Medical device manufacturer Covidien LP will pay $20 million to resolve False Claims Act cases initiated by three whistleblowers alleging that Covidien violated the Anti-Kickback Statute by providing remuneration to healthcare providers in California and Florida.  Covidien markets radiofrequency ablation catheters to providers including vein surgery practices for use in procedures for the treatment of varicose veins and underlying conditions, and allegedly provided its customers with substantial assistance in connection with marketing vein screening and related services in order to increase demand for such services and therefore induce purchases of Covidien's vein ablation products.  Covidien will pay $17.5 million to the United States; $1.5 million to California; and $1 million to Florida.  Two whistleblowers who were sales managers for Covidien, Erin Hayes and Richard Ponder, will share a $3.1 million whistleblower reward.  The settlement also resolves claims by whistleblower Shawnea Howerton, a former employee of one of Covidien's customers.  DOJ; USAO NDCal; FL

February 28, 2019

A former employee within the Wayne County Adult Services division of the Michigan Department of Health and Human Services has been charged with defrauding the state's Medicaid program. As an Independent Living Services Specialist, Eliza Yulonda Ijames was responsible for approving Medicaid beneficiaries for home health services. In violation of anti-kickback rules, however, she used her position to refer clients to agencies with which she had an improper financial relationship. AG MI

February 27, 2019

A Florida-based home health agency owner, Alexander Ros Lazo, has been sentenced to over 7 years in prison and ordered to pay $8.6 million in restitution for defrauding Medicare. In exchange for the referral of Medicare beneficiaries to his company, T.L.C. Health Services, Dos Lazo paid kickbacks to co-conspirators and caused his co-conspirators to submit billing for physical therapy services performed by an unlicensed practitioner, Misleady Ibarra. Along with Ros Lazo. Ibarra has been sentenced to 2 years in prison; the amount she will pay in restitution is still to be determined.
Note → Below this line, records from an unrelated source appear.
Issue #500, opened 2026-04-24
Mic audio recording is a lot quiter


LeonStaufer:
**Describe the bug**
If I'm in a meeting and the meeting software uses the device microphone, the recording in Transcripted using my internal microphone is a lot quieter and thus it is not picked up in the transcription.

The meeting can be empty and no one else speaking. Just being in a meeting means that my microphone audio is picked up a lot quieter.

**Steps to reproduce**
1. Enter a meeting that uses microphone, e.g. Google Meet or even WhatsApp
2. Start Transcripted meeting recording
3. The mic audio is a lot quiter
4. Thus my speaking is not included in transcription

**Expected behavior**
My microphone should still be equal loudness and included in transcription.

**Actual behavior**
My microphone is only picked up very quietly and not included in the transcript.

**Area**
- Meetings

**Environment**
- macOS version: 26.3.1 (a) (25D771280a)
- Transcripted version/commit: 1.1.18
- Audio source (mic, Zoom, Meet, etc.): mic and any meeting software. Both when using internal speakers and bluetooth devices to listen to the meeting.

**Diagnostics**
If you have logs, screenshots, or exported diagnostics, attach them here.

Normal loudness when not in meeting:
<img width="301" height="48" alt="Image" src="https://github.com/user-attachments/assets/04f58c9a-6a8e-481b-a334-9529be21b03d" />

Very quite at the same volume of speaking in an empty Google Meet:
<img width="299" height="65" alt="Image" src="https://github.com/user-attachments/assets/4387a4a4-6b06-4dca-972e-89aea56f82ad" />

justinbetker:
Thanks for flagging this, I will look into this and get this fixed!

r3dbars:
Got a fix for this in! I am going to push a new release today sometime. Let me know if this helps

LeonStaufer:
Thanks! Unfortunately, it still doesnt work in 1.1.22. Once the microphone is in use, the recorded volume by Transcripted is very quiet.

r3dbars:
Is this through the browser? And what web browser are you using? I know there are a lot of issues with browsers and the web rtc and mic sharing on Mac OS. I am going to try to recreate this issue and see if we can make this work for ya!

r3dbars:
Yeah I just try to re-create this issue and chromium based browsers work fine like, chrome, atlas and firefox and safari have the web rtc issue, where it lowers the mic volume tremendously. I am not sure the fix here, but I can look into it a bit more.

[...]

PR #553, opened 2026-04-27
Default VPIO off, swap in real-time software AGC for meeting mic

r3dbars:
## Summary

- Replace unconditional `setVoiceProcessingEnabled(true)` (Apple VPIO) with an opt-in Settings toggle, defaulting **off**.
- Add a real-time software AGC (`RealtimeAGC`, vDSP-based) in the mic tap callback as the new default path. It boosts attenuated mic streams in software without engaging macOS voice-comms ducking.
- Settings → Meetings now exposes a "Microphone Processing" toggle for the rare user who specifically needs VPIO (Safari/Firefox WebRTC meetings).

## Why

PR #523 / v1.1.24 enabled VPIO unconditionally to fix issue #500 (Safari/Firefox WebRTC attenuates the shared mic device, making meeting recordings come out quiet). Real-world side effect, reported on Slack: macOS treats any VPIO holder as a voice-comms app and ducks output from other apps — Zoom playback gets noticeably quieter while Transcripted records, and quitting Transcripted is the only way to restore Zoom volume.

Apple's [WWDC23 session](https://developer.apple.com/videos/play/wwdc2023/10235/) and the [`voiceProcessingOtherAudioDuckingConfiguration`](https://developer.apple.com/documentation/avfaudio/avaudioinputnode/voiceprocessingotheraudioduckingconfiguration) docs confirm `.min` ducking is "the smallest amount of ducking" — not zero. PR #535's tuning helps but cannot eliminate the regression on its own.

Comparable Mac apps (MacWhisper, SuperWhisper, Granola, Wispr Flow) all avoid VPIO continuously for record-only paths and do gain cleanup elsewhere. This PR brings Transcripted in line with that pattern.

### New files
- `Sources/TranscriptedCore/Audio/RealtimeAGC.swift` — peak-tracking AGC, rolling 16-buffer window, vDSP `vDSP_maxmgv` / `vDSP_vsmul` / `vDSP_vclip`, fast-attack / slow-release smoothing, hard-clip to `[-1, 1]`. Real-time safe: zero allocations and no locks in `process(buffer:)`.
- `Sources/Support/MicrophoneProcessingPreferences.swift` — UserDefaults bool, default off, injectable for tests.
- `Tests/TranscriptedCoreTests/RealtimeAGCTests.swift` — 9 tests covering ramp-up to target, gain cap, normal pass-through, silence-hold, reset, empty buffer, hard-clip safety, interleaved stereo.
- `Tests/MicrophoneProcessingPreferencesTests.swift` — 4 tests covering default, persistence, round-trip, stable storage key.

### Modified files
- `Sources/TranscriptedCore/Audio/Audio.swift` — adds public `enableVoiceProcessing` flag (default false), gates `armVoiceProcessing` on it, drops `realtimeAGC` reference at `stop()` and `stopMonitoring()`.
- `Sources/TranscriptedCore/Audio/AudioFileManager.swift` — instantiates `RealtimeAGC` at start when VPIO is off, applies it to the deep-copied buffer before file write and consumer callback. Level meter intentionally still reads the raw (pre-AGC) buffer so silence/inactivity detection keeps firing in a quiet room.
- `Sources/TranscriptedCore/Audio/AudioDeviceRecovery.swift` — re-evaluates AGC on device change (drop if VPIO armed, reset if existing, create new if missing).
- `Sources/Meeting/MeetingCaptureBridge.swift` — reads the preference and applies it before each `audio.start()`.
- `Sources/UI/Settings/TranscriptedSettingsView.swift` — adds "Microphone Processing" section to the Meetings page with a toggle that explicitly names Zoom and Safari/Firefox in the explanation.
- `Tests/TranscriptedCoreTests/AudioInitializationTests.swift` — adds a default-off assertion on `enableVoiceProcessing`.
- `Tests/FastTests.manifest`, `scripts/entrypoints/run-tests.sh` — register the new preference test and source.

### What stayed the same
- `AudioSignalRecovery.normalizeForSpeech` and the post-processing pipeline are untouched. The new real-time AGC produces files at roughly the same loudness target, so the post-processing path is now usually a no-op (gain stays near 1.0) but remains as a safety net.
- VPIO with `.min` ducking config (PR #535's tuning) is preserved on the opt-in path; users who turn the toggle on get exactly the v1.1.24+#534+#535 behavior.
- Issue #500 reporters running Safari/Firefox can still get the original fix by toggling the new setting on.

## Test plan

- [x] `bash build.sh` (build green, app signed and verified)
- [x] `bash run-tests.sh` — 899/899 pass
- [x] `bash run-integration-smoke.sh` — 2/2 pass
- [x] `swift test` — 92/92 pass (including 9 new RealtimeAGC tests)
- [ ] Manual repro: confirm Zoom-ducking regression is gone with the toggle off — record a meeting while Zoom is playing audio and verify Zoom volume stays normal.
- [ ] Manual repro: enable the toggle, verify VPIO arms and Safari/Firefox WebRTC attenuation case is recovered (compare saved `meeting_*_mic.wav` loudness to off-toggle baseline in same condition).
- [ ] Manual repro: with toggle off, record a meeting in a quiet room and verify the "Still recording?" inactivity prompt still fires.
- [ ] Bluetooth/AirPods sanity: with toggle off, verify recording starts and stays clean.
- [ ] Device-switch sanity: with toggle off, switch input mid-recording and verify AGC resets cleanly across the new tap.

## Out of scope (intentionally)

- The Force-Quit dialog visibility ask from Taylor and the meeting-widget freeze report — those are tracked as separate PRs.


r3dbars (commented):

**Summary**: This PR cleanly replaces unconditional VPIO (which causes macOS to duck other apps' audio) with a software AGC default path, while preserving VPIO as an opt-in for the Safari/Firefox WebRTC case. The `RealtimeAGC` implementation is sound, the lifecycle integration across start/stop/monitoring/device-recovery is thorough, and the 13 new tests cover the important invariants.

---

**Blockers**: None.

---

**Should fix**:

- `Notification.Name.microphoneProcessingPrefsDidChange` is posted in `setVoiceProcessingEnabled` but no observer is registered anywhere in this PR or (from what I can see) the existing codebase. If it's a forward-looking hook, that's fine, but if the intent was to trigger a runtime behavior change (e.g. updating the bridge mid-session), the observer is missing. Worth a one-line comment clarifying intent, or removing the post if unneeded. No functional impact either way — the preference is read at recording start.

---

**Nits**:

- The comments in this PR are more verbose than the codebase norm (CLAUDE.md says "default to writing no comments"), but for audio DSP code where the "why" involves IIR coefficients, attack/release semantics, and CoreAudio threading invariants, the verbosity is justified. I'd just note that a few of the inline comments in `handleMicBuffer` restate what the doc comment already covers — could trim those if you want, but no strong feelings.

- `RealtimeAGC.init` clamps `bufferTimeMs` to `max(0.001, bufferTimeMs)` but the parameter doc says "≈ 85ms". The 0.001 floor means a caller passing 0 gets `α ≈ 1.0` (snap to target instantly) rather than a crash. Defensive, correct, but the asymmetry with `attackTimeMs`/`releaseTimeMs` (which use `max(0.1, ...)`) is worth being aware of — a truly degenerate `bufferTimeMs` wouldn't crash but would make the smoothing behave oddly.

---

**What looks good**:

- **Lifecycle completeness**: AGC is created at start, nil'd at stop and stopMonitoring, reset on device change, and conditionally dropped if VPIO arms during recovery. Every path is covered — no stale gain leaking across sessions.

- **Level meter on raw signal**: Keeping `calculateLevel(buffer:)` on the pre-AGC buffer so silence detection still fires in a quiet room is the right call. AGC would amplify ambient noise to speech-looking levels and defeat the inactivity prompt. This is a subtle correctness detail that's easy to get wrong.

- **Thread safety via tap ordering**: `realtimeAGC` is written only between tap-remove + engine-stop and tap-reinstall, which is the same pattern the codebase uses for `voiceProcessingEnabled` and other audio state. No new concurrency hazard introduced.

- **Consumer callback now gets a deep copy**: Before this PR, `onMicPCMBuffer` received the CoreAudio-owned buffer that could be overwritten in the next callback. Now it gets a stable deep copy (with AGC applied). This is a correctness improvement independent of the AGC feature.

- **Test quality**: The AGC tests cover ramp-up convergence, gain cap, normal pass-through, no-below-unity invariant, silence hold (no pumping), reset, empty buffer, hard-clip safety, and interleaved stereo. The silence-hold test correctly drains the full rolling window before asserting gain stability. The preferences tests lock the storage key to prevent silent invalidation on refactor.

- **Settings UX**: The toggle copy clearly names the tradeoff ("quiets audio from other apps like Zoom") and the "takes effect on next recording" note prevents confusion about mid-session behavior.

- **Security**: No concerns. No user-controlled input beyond a boolean toggle, no file path manipulation beyond existing patterns, no network access, static UserDefaults key.

---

DOJ

February 22, 2019

Marketers, doctors, lawyers, and medical service provider defendants were sentenced this week for their roles in a multi-million dollar California worker's compensation fraud scheme in the San Diego area.  The defendants recruited patients and referred them to co-defendant attorneys to file fraudulent claims on their behalf and medical providers who performed often unnecessary and painful medical procedures for which they would then bill insurers including California Workers' Compensation.  Ronald Grusd, a doctor who owned a diagnostic imaging company, was sentenced to 10 years in prison and ordered to forfeit $1.3 million.  Fermin Iglesias, who worked as a patient capper, was sentenced to 5 years in prison and ordered to forfeit $1 million. Julian Garcia, who provided services to assist the referrals and kickbacks, was sentenced to three years in prison.  Jennifer Louise White, who marketed to providers in the network, was sentenced to two years in prison.  Sean O'Keefe, an attorney who filed fraudulent claims on behalf of patients, was sentenced to 13 months in prison and ordered to forfeit $300,000.  Steven Rigler, a chiropractor, was sentenced to six months in prison.  USAO SD Cal.